В "Астории" остановилась проездом с Беломорского канала большая Группа наших московских писателей. Ко мне пришел Всеволод Вишневский, и только мы уселись пообедать, как начались звонки по телефону или просто стали заходить члены Союза писателей - вдруг всем понадобился Вишневский. В моем номере образовалась небольшая, но плотно набитая "забегаловка". Все чувствовали себя непринужденно, как дома, - приходили, заказывали, ели, пили, много говорили о канале, о людях, о Горьком и уходили. Все было очень мило.
Пришел Борис Корнилов, он очень часто заходил ко мне с фразой, которую произносил в нос и нараспев: "В светелке есть кто-нибудь?". Читал что-то новое, но что, убей бог, не помню! Знаю, что писатели хорошо и дружно хлопали его по плечам.
Он вошел в мою жизнь как-то случайно и неожиданно.
Позвонил телефон.
- Жаров?
- Да.
- Михаил?
- Да.
- Меншиков?
- Кто говорит?
- Говорит Корнилов.
- Поэт?
- Да.
- Борис?
- Ну, да, да! Хочу зайти к тебе!
- Заходи, буду рад!
Вот так, легко, без "брудершафтной" неловкости, мы с ним познакомились и стали говорить "ты".
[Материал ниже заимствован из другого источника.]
PR #794, opened 2026-07-09
fix: torch export preprocessing

sovrasov:
# Pull Request

## Description

To support inputs coming directly from cameras (hwc, uint8), an extra preprocessor is required.
Now torch export adds than extra node, so `InferenceModel` with torch under the hood can process both fp32 and uint8 inputs

## Related Issues

https://github.com/openvinotoolkit/physicalai/pull/185


MarkRedeman (approved):

ivanzati (approved):
Thank you, Vladislav!

PR #799, opened 2026-07-10
refactor: move robot factory builder methods

MarkRedeman:
Prepare for robot plugin design by moving builders from a complicated `RobotClientFactory` into their own files. The goal is that each robot file (`so101.py`, `widowx.py`) will resemble a plugin. 
Plugin authors need to implement a similar interface to get their robot into studio.

Next step:
- Move the payload and robot interface into the plugin file
- Move discovery methods into plugin file

### DIFF
--- a/application/backend/src/robots/catalog/types.py
+++ b/application/backend/src/robots/catalog/types.py
@@ -13,6 +13,7 @@ if TYPE_CHECKING:
     from uuid import UUID
 
     from schemas.calibration import Calibration
+    from schemas.robot import SO101Robot
 
 
 @dataclass(frozen=True)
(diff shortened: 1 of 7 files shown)


application/backend/src/robots/catalog/types.py
```diff
@@ -1,11 +1,54 @@
...
+
+    from schemas.calibration import Calibration
+    from schemas.robot import SO101Robot
+
+
+@dataclass(frozen=True)
+class RobotAdapterOptions:
+    include_velocities: bool = False
+    goal_time_scale: float = 1.0
+    external_effort_gain: float | None = 0.1
```
AlbertvanHouten, line 28: Could we have some comments explaining what these options do?

AlbertvanHouten (approved):

PR #86, opened 2017-06-27
Upgrade tileset stage

lilleyse:
Review after #84 

This upgrades older tilesets to the latest 3D Tiles version. I've been testing this on the NYC CityGML tileset.

* Sets `asset.version` to 1.0
* Uses uppercase `ADD` and `REPLACE`
* Uses `_BATCHID` semantic instead of `BATCHID` in the glTF
* Upgrades b3dm tiles that use the deprecated headers

Todo:

* [ ] Requires https://github.com/AnalyticalGraphicsInc/gltf-pipeline/pull/272 before embedded glTFs are actually converted to 2.0 like the doc states.


pjcozzi:
@likangning93 can you please review this?

tools/lib/extractB3dm.js
```diff
@@ -86,3 +97,10 @@ function extractB3dm(b3dmBuffer) {
         glb : glbBuffer
     };
 }
+
+function alignGlb(buffer, byteOffset) {
+    if (byteOffset % 4 === 0) {
+        return buffer;
+    }
+    return Buffer.from(buffer);
```
likangning93: From what I can tell, this is just copying `buffer` in memory if `byteOffset` isn't aligned to 4 bytes. Is this so the b3dm buffer can be modified somewhere without damaging the glb? It might be worth documenting.

tools/lib/isGzippedFile.js
```diff
@@ -1,15 +1,24 @@
...
  * @private
  */
 function isGzippedFile(file) {
-    return fsExtra.readFile(file)
-        .then(function (buffer) {
-            return isGzipped(buffer);
+    return new Promise(function (resolve, reject) {
+        var readStream = fsExtra.createReadStream(file, readStreamOptions);
+        readStream.on('error', reject);
+        readStream.on('data', function(chunk) {
```
likangning93: This is just checking the first chunk right? Should this be `readStream.once('data' //...`? Also, I'm still not 100% with streams, but should this get manually closed after the first chunk is read?

tools/lib/optimizeGlb.js
```diff
@@ -54,4 +53,40 @@ function optimizeGlb(glbBuffer, options) {
...
+    var meshes = gltf.meshes;
+    for (var meshId in meshes) {
+        if (meshes.hasOwnProperty(meshId)) {
+            var primitives = meshes[meshId].primitives;
+            var primitivesLength = primitives.length;
+            for (var i = 0; i < primitivesLength; ++i) {
+                var attributes = primitives[i].attributes;
+                for (var semantic in attributes) {
+                    if (attributes.hasOwnProperty(semantic)) {
+                        if (semantic === 'BATCHID') {
```
likangning93: Is it a bad idea to directly look up `attributes.BATCHID`? If not, it might be a little cleaner.

tools/lib/optimizeGlb.js
```diff
@@ -54,4 +53,40 @@ function optimizeGlb(glbBuffer, options) {
...
+    }
+
+    var techniques = gltf.techniques;
+    for (var techniqueId in techniques) {
+        if (techniques.hasOwnProperty(techniqueId)) {
+            var parameters = techniques[techniqueId].parameters;
+            for (var parameterId in parameters) {
+                if (parameters.hasOwnProperty(parameterId)) {
+                    var parameter = parameters[parameterId];
+                    if (parameter.semantic === 'BATCHID') {
```
likangning93: Similar to above.

tools/specs/lib/upgradeTilesetSpec.js
```diff
@@ -0,0 +1,192 @@
...
+var upgradedDirectory = './specs/data/BatchedDeprecated-upgraded/';
+var upgradedJson = './specs/data/BatchedDeprecated-upgraded/tileset.json';
+var upgradedB3dm1 = './specs/data/BatchedDeprecated-upgraded/batchedDeprecated1.b3dm';
+var upgradedB3dm2 = './specs/data/BatchedDeprecated-upgraded/batchedDeprecated2.b3dm';
+
+describe('upgradeTileset', function() {
+    afterEach(function (done) {
+        Promise.all([
+            fsExtra.remove(upgradedDirectory),
+            fsExtra.remove(gzippedDirectory)
```
likangning93: since `upgradeTileset` takes a `write` callback, should we try to avoid filesystem changing operations in this spec?

tools/lib/optimizeGlb.js
lilleyse: I think this case is different.

tools/specs/lib/upgradeTilesetSpec.js
lilleyse: Yeah this needs to be fixed throughout the codebase. I'll write an issue.

lilleyse:
Addressed your comments @likangning93.

I also support for upgrading cmpt tiles in https://github.com/AnalyticalGraphicsInc/3d-tiles-tools/pull/86/commits/2b787f4eccaad80331ee725be4bb7f52287e3d27 and in the process took code from #4.

tools/lib/optimizeGlb.js
likangning93: ah right...

PR #88, opened 2017-06-29
Use nyc for coverage

omh1280:
Add [nyc](https://github.com/istanbuljs/nyc). to each of the three repositories for code coverage.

Дальше было все просто. Когда он шумно на "войдите!" распахнул дверь и сказал: "А вот и я!" - слова полились у меня легко, плавно, сердечно:
- Борис, дорогой наш талантище! Низко кланяюсь и приветствую! Давно пора...
Как будто наши отношения определялись столетием.
Он долго хлопал меня, смотрел в глаза и, как будто ответив на какие-то свои, далекие мысли, медленно изрек:
- Такой же... Как на экране... Хорош... Здоров!
"Так на конном покупают лошадей", - подумал я.
Сам мелкорослый, он любил широту и могутность в жизни и в стихе.
Молодость - глупая и беспечная, как я теперь жалею, что не уберег, не сохранил порванные его черновики, не записал и не запомнил мимолетные импровизации, которые Борис слагал легко и красиво, так же красиво, как выпускал из моего окна в гостинице "Астория" бумажных голубей, заставляя их "планировать к Исаакию".
Иногда он приходил, молча садился за письменный стол и писал. Потом читал, рвал и опять писал.
- Хлебнем! - изредка говорил он, не отрывая глаз от письма. Говорил увесисто, как выкладывают на стол из печки хлеб, и так властно, что я, покоряясь, быстро отвечал:
- Хлебнем!
Читал он мне много, подолгу, с закрытыми глазами, как будто хотел быть в темноте или пытался услышать себя в своем чтении.
Потом быстро открывал глаза и смотрел на меня. Глаза у него были колючие, и смотрел он долго, проникновенно, смотрел, будто скреб ими по днищу.
У меня было всегда ощущение, что этому талантливому человеку чего-то не хватает.
Мне кажется, он был одинок только потому, что сам убегал от нужной дружбы.
Он хотел быть один и - тяготился одиночеством. Ко мне относился доверчиво и очень просто, но наша дружба была короткой - одно лето.
Отхлебнув положенное, он часто уходил вдруг, молча и тихо, оставив за собой раскрытую дверь.
И тогда я долго мучился, вспоминая, не обидел ли его чем-нибудь.
Нет! Это его мятежный дух не находил покоя.
Однажды он позвонил мне в "Асторию" и сказал, что сейчас приедет, но я уже уезжал на съемку, ждать его не мог и назвал час, когда вернусь. Он просил меня что-то одолжить. Вернулся со съемки я очень поздно, около часа ночи, - в ручке двери торчала записка:
Обозленный, как кобель,
Отправляюсь в Коктебель!
Больше мне с ним встретиться не привелось.
Жизнь моя сосредоточилась в этот период между Москвой и Ленинградом.